PR #1459, opened 2024-08-16
Taking arbitrary params in Direct connectable strings

adwait-godbole:
@Julian I have probably failed miserably at this :( but yeah here’s something atleast.

----
📚 Documentation preview 📚: https://bowtie-json-schema--1459.org.readthedocs.build/en/1459/

### DIFF
--- a/bowtie/_connectables.py
+++ b/bowtie/_connectables.py
@@ -122,8 +122,7 @@ class Connectable:
                 if len(args) == 1 and not kwargs:
                     connector = Connector(id=f"{id}:{args[0]}")
                 else:
-                    if "id" in kwargs:
-                        id = kwargs.pop("id")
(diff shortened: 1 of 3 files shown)


adwait-godbole:
The tests are failing because now everytime `make_connect` creates a new lambda callable so the the object addresses are not the same while comparing.

Julian:
This indeed turned out to be less straightforward than I implied, basically because to solve the problem you mentioned (about equality of lambda functions) requires inserting an additional type. You were certainly on the right track! So props for that. You can see what I did for this in 7ea8c3077275ad10b4d5ef47fe66230dd1a404e3 -- which still can be improved, but hopefully unblocks this. Thanks again for giving these kinds of things a real shot, well done!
────────
▶ [Directions for this task]
Reply with an exact transcription of the material above.

▶ [The answer]
PR #1459, opened 2024-08-16
Taking arbitrary params in Direct connectable strings

adwait-godbole:
@Julian I have probably failed miserably at this :( but yeah here’s something atleast.

----
📚 Documentation preview 📚: https://bowtie-json-schema--1459.org.readthedocs.build/en/1459/

### DIFF
--- a/bowtie/_connectables.py
+++ b/bowtie/_connectables.py
@@ -122,8 +122,7 @@ class Connectable:
                 if len(args) == 1 and not kwargs:
                     connector = Connector(id=f"{id}:{args[0]}")
                 else:
-                    if "id" in kwargs:
-                        id = kwargs.pop("id")
(diff shortened: 1 of 3 files shown)


adwait-godbole:
The tests are failing because now everytime `make_connect` creates a new lambda callable so the the object addresses are not the same while comparing.

Julian:
This indeed turned out to be less straightforward than I implied, basically because to solve the problem you mentioned (about equality of lambda functions) requires inserting an additional type. You were certainly on the right track! So props for that. You can see what I did for this in 7ea8c3077275ad10b4d5ef47fe66230dd1a404e3 -- which still can be improved, but hopefully unblocks this. Thanks again for giving these kinds of things a real shot, well done!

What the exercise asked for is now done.